A research group from the IMT School of Advanced Studies Lucca, and the University of Padua, has developed an artificial intelligence algorithm that can, to a certain extent, identify lies in written texts. The algorithm, based on a large language model, has achieved an accuracy level of 80% in distinguishing truthful stories from false ones, beating the average performance of human intuition. The results are published in Scientific Reports1.

The human ability to recognize lies is limited, in controlled tests achieving around 50% accuracy.

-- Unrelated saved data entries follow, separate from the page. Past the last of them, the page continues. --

PR #5036, opened 2024-03-04
Update VersionOptions.LatestAndPublished to set correct property

pramsperger:
`VersionOptions.LatestAndPublished` was incorrectly setting the `LatestOrPublished` property to true rather than the `LatestAndPublished` property.


sfmskywalker (approved):
Great catch 👍🏻

PR #5039, opened 2024-03-05
Added Properties field to ActivityExecutionRecord

### LINKED ISSUE #5038: Implement Alternative Storage Target for Persistent Variables Post-ExecutionContext Eviction
### Description:
Following the recent update where `ActivityExecutionContexts` are no longer persisted for completed activity instances, a critical issue has emerged regarding the persistence of variables. Previously, these variables were stored within `ActivityExecutionContext` objects, leveraging the "Workflow Storage" driver. However, with the eviction of completed activity execution contexts, this method is no longer viable.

Techniques such as the polygraph, often fail, and many agencies do not recommend to use the in the legal field. “But IT models are already used in specific sectors, for example to identify false reviews online,” says Giuseppe Sartori, professor of forensic neuropsychology at the University of Padua, and co-author of the work.

The authors started with a language model called FLAN-T5, similar to GPT, and trained it with a database of true and false narratives compiled by asking hundreds of participants to respond both honestly and falsely to questions on personal opinions, autobiographical memories and future intentions.

The results showed an average accuracy in detecting lies of 80%, with a better performance in unmasking false opinions. The authors concede that, because it was only tested in a laboratory setting with fabricated texts, the reliability of the algorithm is still limited. “We are still far from practical use in the legal field,” Sartori says “but we are confident that we will be able to get closer to this in the future by expanding studies and increasing the amount of data used”.